(Stored data)
==*==
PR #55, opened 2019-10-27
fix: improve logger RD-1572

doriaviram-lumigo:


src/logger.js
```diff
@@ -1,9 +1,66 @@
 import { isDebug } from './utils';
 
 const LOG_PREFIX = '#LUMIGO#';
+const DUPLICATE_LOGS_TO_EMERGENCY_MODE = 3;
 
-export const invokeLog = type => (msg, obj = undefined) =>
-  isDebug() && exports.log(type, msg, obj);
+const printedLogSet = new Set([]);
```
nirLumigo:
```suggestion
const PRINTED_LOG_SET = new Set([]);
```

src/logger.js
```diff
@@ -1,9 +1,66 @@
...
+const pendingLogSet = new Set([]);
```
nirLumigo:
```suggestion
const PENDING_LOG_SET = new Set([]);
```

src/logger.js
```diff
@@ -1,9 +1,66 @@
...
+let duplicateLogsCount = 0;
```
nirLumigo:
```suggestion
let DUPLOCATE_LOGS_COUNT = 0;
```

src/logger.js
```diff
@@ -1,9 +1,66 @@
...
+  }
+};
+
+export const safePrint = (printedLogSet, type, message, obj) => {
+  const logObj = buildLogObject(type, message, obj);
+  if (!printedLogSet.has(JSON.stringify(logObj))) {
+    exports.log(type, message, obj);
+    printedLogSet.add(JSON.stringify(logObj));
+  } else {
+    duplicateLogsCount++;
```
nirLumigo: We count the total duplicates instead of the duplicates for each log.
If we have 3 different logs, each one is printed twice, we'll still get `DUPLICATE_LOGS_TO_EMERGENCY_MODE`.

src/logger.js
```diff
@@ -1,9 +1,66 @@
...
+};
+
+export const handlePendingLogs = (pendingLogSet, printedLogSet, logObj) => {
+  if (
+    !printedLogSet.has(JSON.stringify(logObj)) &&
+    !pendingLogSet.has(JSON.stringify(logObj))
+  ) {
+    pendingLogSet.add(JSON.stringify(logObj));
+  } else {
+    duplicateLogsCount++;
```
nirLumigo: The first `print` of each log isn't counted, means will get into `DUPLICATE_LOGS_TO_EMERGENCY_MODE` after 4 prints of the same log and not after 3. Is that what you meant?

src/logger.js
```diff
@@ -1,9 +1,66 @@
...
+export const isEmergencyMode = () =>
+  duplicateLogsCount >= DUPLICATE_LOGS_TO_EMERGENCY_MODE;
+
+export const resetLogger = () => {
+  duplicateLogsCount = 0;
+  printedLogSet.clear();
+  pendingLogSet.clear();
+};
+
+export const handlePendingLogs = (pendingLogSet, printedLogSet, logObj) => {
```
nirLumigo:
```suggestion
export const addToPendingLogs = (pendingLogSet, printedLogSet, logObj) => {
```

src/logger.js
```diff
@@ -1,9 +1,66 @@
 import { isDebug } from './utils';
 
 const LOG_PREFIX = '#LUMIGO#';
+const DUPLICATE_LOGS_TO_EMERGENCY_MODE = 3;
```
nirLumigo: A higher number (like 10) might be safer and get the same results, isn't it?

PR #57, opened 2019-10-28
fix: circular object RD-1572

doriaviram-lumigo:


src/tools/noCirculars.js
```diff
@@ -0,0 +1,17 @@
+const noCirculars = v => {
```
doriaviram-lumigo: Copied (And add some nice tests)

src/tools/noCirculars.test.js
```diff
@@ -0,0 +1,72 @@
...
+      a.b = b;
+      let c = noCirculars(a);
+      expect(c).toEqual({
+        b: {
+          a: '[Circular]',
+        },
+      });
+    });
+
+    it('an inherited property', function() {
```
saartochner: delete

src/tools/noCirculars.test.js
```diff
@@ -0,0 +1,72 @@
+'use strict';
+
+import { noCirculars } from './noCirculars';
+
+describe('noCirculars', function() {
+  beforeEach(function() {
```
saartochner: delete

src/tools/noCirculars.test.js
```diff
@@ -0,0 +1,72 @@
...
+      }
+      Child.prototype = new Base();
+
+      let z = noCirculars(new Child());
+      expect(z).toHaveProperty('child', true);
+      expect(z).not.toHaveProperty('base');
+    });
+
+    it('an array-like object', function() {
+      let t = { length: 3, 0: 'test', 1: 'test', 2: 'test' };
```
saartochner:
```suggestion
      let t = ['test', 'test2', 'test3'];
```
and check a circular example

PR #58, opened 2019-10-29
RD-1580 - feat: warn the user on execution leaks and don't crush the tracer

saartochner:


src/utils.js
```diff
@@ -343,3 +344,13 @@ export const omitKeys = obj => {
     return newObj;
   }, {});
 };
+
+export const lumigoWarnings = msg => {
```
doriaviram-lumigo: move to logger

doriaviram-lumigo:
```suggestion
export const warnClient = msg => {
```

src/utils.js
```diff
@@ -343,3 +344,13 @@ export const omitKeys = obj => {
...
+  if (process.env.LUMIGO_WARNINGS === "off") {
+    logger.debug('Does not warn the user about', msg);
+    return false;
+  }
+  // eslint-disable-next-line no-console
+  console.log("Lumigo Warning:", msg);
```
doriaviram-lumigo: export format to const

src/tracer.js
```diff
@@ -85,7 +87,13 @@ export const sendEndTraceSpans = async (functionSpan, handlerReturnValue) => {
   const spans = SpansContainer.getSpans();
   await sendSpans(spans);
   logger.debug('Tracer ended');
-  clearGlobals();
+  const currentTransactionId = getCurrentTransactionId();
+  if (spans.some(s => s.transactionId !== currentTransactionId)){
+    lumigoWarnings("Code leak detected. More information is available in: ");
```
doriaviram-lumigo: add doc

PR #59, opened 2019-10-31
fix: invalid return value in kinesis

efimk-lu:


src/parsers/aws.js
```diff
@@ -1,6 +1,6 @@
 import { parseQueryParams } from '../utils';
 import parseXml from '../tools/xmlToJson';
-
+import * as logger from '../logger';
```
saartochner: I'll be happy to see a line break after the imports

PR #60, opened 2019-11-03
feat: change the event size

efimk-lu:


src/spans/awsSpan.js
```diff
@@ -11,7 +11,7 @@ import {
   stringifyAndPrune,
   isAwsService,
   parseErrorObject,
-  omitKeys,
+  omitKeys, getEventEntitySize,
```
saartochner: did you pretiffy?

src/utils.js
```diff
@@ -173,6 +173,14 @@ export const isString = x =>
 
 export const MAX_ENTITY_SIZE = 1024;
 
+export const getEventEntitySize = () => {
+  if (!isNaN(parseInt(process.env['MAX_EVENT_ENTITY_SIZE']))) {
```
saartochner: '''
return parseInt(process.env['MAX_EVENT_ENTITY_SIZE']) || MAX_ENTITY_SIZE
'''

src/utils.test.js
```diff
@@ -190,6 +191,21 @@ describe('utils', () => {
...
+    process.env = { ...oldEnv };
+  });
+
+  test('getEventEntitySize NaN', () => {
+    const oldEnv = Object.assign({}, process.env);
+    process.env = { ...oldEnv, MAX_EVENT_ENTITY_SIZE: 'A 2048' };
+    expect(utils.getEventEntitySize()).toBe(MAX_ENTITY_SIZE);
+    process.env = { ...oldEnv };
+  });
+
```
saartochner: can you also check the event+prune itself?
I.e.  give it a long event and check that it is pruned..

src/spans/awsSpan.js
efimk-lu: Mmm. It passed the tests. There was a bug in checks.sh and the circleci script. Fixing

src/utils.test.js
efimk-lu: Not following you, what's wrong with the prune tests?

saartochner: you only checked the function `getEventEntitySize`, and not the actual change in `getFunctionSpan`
==*==
YOUR GOAL: Filter the records down to the lines that contain the string "lumigoWarnings", and copy those lines.

ANSWER SECTION:
+export const lumigoWarnings = msg => {
+    lumigoWarnings("Code leak detected. More information is available in: ");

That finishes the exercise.